**Directions for this task**
Hunt for the word "says" across the entries below, copying each line that holds it.

**Collected data**
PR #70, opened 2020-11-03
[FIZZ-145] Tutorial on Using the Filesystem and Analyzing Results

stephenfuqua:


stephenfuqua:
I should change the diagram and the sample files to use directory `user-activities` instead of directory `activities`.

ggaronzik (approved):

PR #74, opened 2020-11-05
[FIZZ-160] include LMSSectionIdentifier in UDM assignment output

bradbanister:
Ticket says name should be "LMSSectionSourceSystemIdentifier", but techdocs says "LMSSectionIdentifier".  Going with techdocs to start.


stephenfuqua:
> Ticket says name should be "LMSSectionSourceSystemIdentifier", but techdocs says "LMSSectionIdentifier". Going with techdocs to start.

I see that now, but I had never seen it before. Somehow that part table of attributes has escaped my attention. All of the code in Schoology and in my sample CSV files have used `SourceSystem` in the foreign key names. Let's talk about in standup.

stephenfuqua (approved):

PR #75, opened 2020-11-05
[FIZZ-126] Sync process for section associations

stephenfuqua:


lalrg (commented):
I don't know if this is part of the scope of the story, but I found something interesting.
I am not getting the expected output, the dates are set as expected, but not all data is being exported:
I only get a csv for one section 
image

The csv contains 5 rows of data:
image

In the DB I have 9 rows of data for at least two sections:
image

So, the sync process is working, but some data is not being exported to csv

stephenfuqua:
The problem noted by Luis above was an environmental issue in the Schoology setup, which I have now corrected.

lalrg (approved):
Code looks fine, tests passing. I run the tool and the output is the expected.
--
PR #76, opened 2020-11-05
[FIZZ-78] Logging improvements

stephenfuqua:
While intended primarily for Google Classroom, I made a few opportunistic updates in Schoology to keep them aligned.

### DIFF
---
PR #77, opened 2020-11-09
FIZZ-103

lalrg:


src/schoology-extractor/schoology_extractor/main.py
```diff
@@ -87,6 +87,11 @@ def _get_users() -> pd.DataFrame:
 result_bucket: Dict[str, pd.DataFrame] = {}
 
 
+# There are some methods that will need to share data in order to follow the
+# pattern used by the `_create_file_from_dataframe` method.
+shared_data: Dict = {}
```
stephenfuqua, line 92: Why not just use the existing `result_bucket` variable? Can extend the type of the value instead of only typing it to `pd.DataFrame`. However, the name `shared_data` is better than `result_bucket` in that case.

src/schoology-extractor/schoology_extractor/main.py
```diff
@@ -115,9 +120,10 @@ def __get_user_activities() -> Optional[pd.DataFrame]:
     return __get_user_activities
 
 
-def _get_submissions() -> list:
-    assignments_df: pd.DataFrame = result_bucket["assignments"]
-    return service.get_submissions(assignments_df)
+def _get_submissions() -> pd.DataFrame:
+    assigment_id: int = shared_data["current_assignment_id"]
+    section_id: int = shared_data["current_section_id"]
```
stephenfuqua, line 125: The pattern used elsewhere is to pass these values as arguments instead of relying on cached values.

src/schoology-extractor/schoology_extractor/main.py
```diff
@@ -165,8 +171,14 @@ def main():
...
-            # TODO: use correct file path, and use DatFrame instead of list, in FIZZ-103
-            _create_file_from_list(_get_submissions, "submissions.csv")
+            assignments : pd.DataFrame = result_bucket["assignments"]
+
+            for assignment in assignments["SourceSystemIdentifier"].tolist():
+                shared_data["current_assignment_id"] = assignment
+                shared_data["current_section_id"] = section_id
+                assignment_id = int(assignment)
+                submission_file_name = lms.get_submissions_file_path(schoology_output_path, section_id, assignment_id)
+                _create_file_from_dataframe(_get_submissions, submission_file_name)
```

**Result for this task**
Ticket says name should be "LMSSectionSourceSystemIdentifier", but techdocs says "LMSSectionIdentifier".  Going with techdocs to start.
> Ticket says name should be "LMSSectionSourceSystemIdentifier", but techdocs says "LMSSectionIdentifier". Going with techdocs to start.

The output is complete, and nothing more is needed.